What would they do if they found themselves in your situation?

When ailing people are on the verge of death, they often request that every life-saving action be done to extend their lives. If they’re unable to make that choice for themselves, families will frequently make every effort on their behalf, and physicians will always do everything possible to keep the patient alive — even if it’s just barely. When physicians are asked about their personal end-of-life decisions, few say they would want life-saving procedures done on them. They are aware of the dangers, agony, and often negligible advantages associated with things like breathing, feeding tubes, and unending rounds of chemotherapy, unlike patients.

What someone would advocate in the abstract — when no one else is impacted — is often not the same as what they would select for themselves.

So, while making a choice, inquire about what others would do if they were in your situation.

Do they expose their identity by showing their face and revealing their name?

“A half-man…isn’t someone who doesn’t have an opinion; it’s someone who isn’t willing to risk it.” Nassim Taleb is a professor of mathematics at the University of Pennsylvania.

A man’s statements and acts had to be confirmed in public in antiquity. He needed to speak to individuals one-on-one so that they could judge his reputation, assess his reliability, and question his points.

The internet, on the other hand, works on the exact opposite principle: it is immensely democratic while also being completely shameless. Article writers must use their true names, expose their faces, disclose their sources, and subject their reputation to criticism with each post. Blog commenters, on the other hand, may provide anonymous, risk-free disagreement. They are not compelled to provide evidence for why they should be believed, and their credibility cannot be verified. On the internet, anybody may claim to be a “former Navy SEAL” or a “medical doctor.” Anyone can sound clever by using sarcasm and wrath. And if they’re incorrect, they’re not held liable, and their personal reputation isn’t harmed.

For this reason, I’ve avoided having comments on the Art of Manliness for a long time. Nonetheless, I kept them because I thought they had a few advantages for both myself and readers: some people enjoy them (more clicks for me! ), and people occasionally leave helpful comments (though even on a site like AoM, where the comments were a cut above the rest of the internet, the ratio of useless to useful comments was still about 5:1).
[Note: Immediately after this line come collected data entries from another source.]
PR #11258, opened 2025-08-22
fix(fusion node): subscribe from concatenation info

vividf:
## Description
This PR eliminates the subscription to `/diagnostic`, which was increasing CPU usage in advanced mode. The node now subscribes directly to `concatenation_info` for improved efficiency.

Note that the algorithm itself has not changed. This PR only moves the value into the defined config field within concatenation_info, which the fusion node then subscribes to directly.

## Related links

**Parent Issue:**

- Link

## How was this PR tested?
* Test with sample rosbag.
* Test with a large vehicle rosbag. 

## Notes for reviewers

None.

## Interface changes

None.

## Effects on system behavior

None.

### DIFF
--- a/perception/autoware_image_projection_based_fusion/config/fusion_common.param.yaml
+++ b/perception/autoware_image_projection_based_fusion/config/fusion_common.param.yaml
@@ -30,7 +30,6 @@
 
     publish_previous_but_late_output_msg: false
     rosbag_length: 10.0
-
     # matching strategy
     matching_strategy:
       type: advanced
--- a/perception/autoware_image_projection_based_fusion/config/fusion_common.param.yaml
+++ b/perception/autoware_image_projection_based_fusion/config/fusion_common.param.yaml
@@ -31,12 +31,10 @@
     publish_previous_but_late_output_msg: false
     rosbag_length: 10.0
 
-    # concatenation info topic for advanced matching strategy
-    concatenation_info_topic: "/sensing/lidar/concatenated/pointcloud_info"
-
     # matching strategy
     matching_strategy:
       type: advanced
+      concatenation_info_topic: "/sensing/lidar/concatenated/pointcloud_info"
       msg3d_noise_window: 0.02
       rois_timestamp_noise_window: [0.01, 0.01, 0.01, 0.01, 0.01, 0.01]
       # type: naive
--- a/perception/autoware_image_projection_based_fusion/config/fusion_common.param.yaml
+++ b/perception/autoware_image_projection_based_fusion/config/fusion_common.param.yaml
@@ -33,7 +33,6 @@
     # matching strategy
     matching_strategy:
       type: advanced
-      concatenation_info_topic: "/sensing/lidar/concatenated/pointcloud_info"
       msg3d_noise_window: 0.02
       rois_timestamp_noise_window: [0.01, 0.01, 0.01, 0.01, 0.01, 0.01]
       # type: naive
--- a/perception/autoware_image_projection_based_fusion/config/fusion_common.param.yaml
+++ b/perception/autoware_image_projection_based_fusion/config/fusion_common.param.yaml
@@ -30,6 +30,10 @@
 
     publish_previous_but_late_output_msg: false
     rosbag_length: 10.0
+
+    # concatenation info topic for advanced matching strategy
+    concatenation_info_topic: "/sensing/lidar/concatenated/pointcloud_info"
+
     # matching strategy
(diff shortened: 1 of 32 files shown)


perception/autoware_image_projection_based_fusion/config/fusion_common.param.yaml
```diff
@@ -33,6 +33,7 @@
     # matching strategy
     matching_strategy:
       type: advanced
+      concatenation_info_topic: "/sensing/lidar/concatenated/pointcloud_info"
```
technolojin: the topic shall not be in config file, but in launchers
```xml
<launch>
  <arg name="input/concatenation_info" default="/camera_concatenation_info"/>
...
  <group>
    <node pkg="autoware_image_projection_based_fusion" exec="roi_cluster_fusion_node" name="roi_cluster_fusion" output="screen">
      <remap from="input/concatenation_info" to="$(var input/concatenation_info)"/>
...
```

technolojin (changes requested):
1. I observed the following warning messages (not because of this PR, but after advanced strategy is implied)

```
[roi_cluster_fusion_node-61] [WARN] [1756096746.490698077] [perception.object_recognition.detection.clustering.camera_lidar_fusion.roi_cluster_fusion]: Reset the oldest collector because the number of processing collectors (10) equal to the limit (10).
[roi_cluster_fusion_node-61] [WARN] [1756096756.505832196] [perception.object_recognition.detection.clustering.camera_lidar_fusion.roi_cluster_fusion]: Reset the oldest collector because the number of processing collectors (10) equal to the limit (10).
```

~~Can you also see the message and adjust hard-coded parameter for this?~~

-> my launcher setting was bad


2. I suggest to set the concat info topic move to launcher. If necessary, please update the autoware_launch repo and share the PR link on this PR.

perception/autoware_image_projection_based_fusion/config/fusion_common.param.yaml
vividf: Thanks for the suggestion!
Addressed in https://github.com/autowarefoundation/autoware_universe/pull/11258/commits/5b931211728a7f087fae0ca766186537bc72f44e

technolojin (approved):
LGTM

perception/autoware_image_projection_based_fusion/config/fusion_common.param.yaml
vividf: @technolojin 
Thanks, would you mind checking https://github.com/autowarefoundation/autoware_universe/pull/11258/commits/439d9897c18198d3796b11648b6f2902f699b09d and https://github.com/autowarefoundation/autoware_universe/pull/11258/commits/5b931211728a7f087fae0ca766186537bc72f44e

sensing/autoware_cuda_pointcloud_preprocessor/src/cuda_concatenate_data/cuda_combine_cloud_handler.cpp
```diff
@@ -281,7 +282,28 @@ CombineCloudHandler<CudaPointCloud2Traits>::combine_pointclouds(
...
+      static_cast<uint32_t>((reference_timestamp_max - reference_timestamp_max_msg.sec) * 1e9);
+
+    StrategyAdvancedConfig strategy_config(
+      reference_timestamp_min_msg, reference_timestamp_max_msg);
+    auto serialized_config = strategy_config.serialize();
+    ConcatenationInfoManager::set_config(
+      serialized_config, *concatenate_cloud_result.concatenation_info_ptr);
+  }
+
+  concatenation_info_manager_.set_result(
```
mojomex, line 306: (nit) Duplicate from pointcloud_preprocessor

mojomex (approved):
LGTM

badai-nguyen (changes requested):
@vividf 
I think `input/concatenation_info` subscription adding is also needed for irregular object launch, Could you confim reconfirm that? 
https://github.com/autowarefoundation/autoware_universe/blob/dafe7af359572ec69d392a00a019031a43d2cf45/launch/tier4_perception_launch/launch/object_recognition/detection/detector/camera_lidar_irregular_object_detector.launch.py#L30

vividf:
@badai-nguyen
Thanks, I added in https://github.com/autowarefoundation/autoware_universe/pull/11258/commits/2b5328f7103667726ab8145c888326cf7589841a

badai-nguyen (approved):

But, after much thought and writing, I’ve come to the decision that, although it may irritate or disappoint some, and may even affect my financial line, I cannot continue to host what is fundamentally a dishonest medium of speech on principle.

 

It, if you want to discuss and debate our material in the future, please do so on Facebook, where you’ll have to use your actual name, give your opinion in front of your friends and thousands of others, and back up your remarks with a little more skin in the game.

It’s either that or retire.

 

 

The “skin in the game meaning origin” is a phrase that means having enough skin in the game to be able to withstand any and all losses. The term originated from poker, where it was used to describe how players should have more money than their opponents in order to make up for any losses they might incur.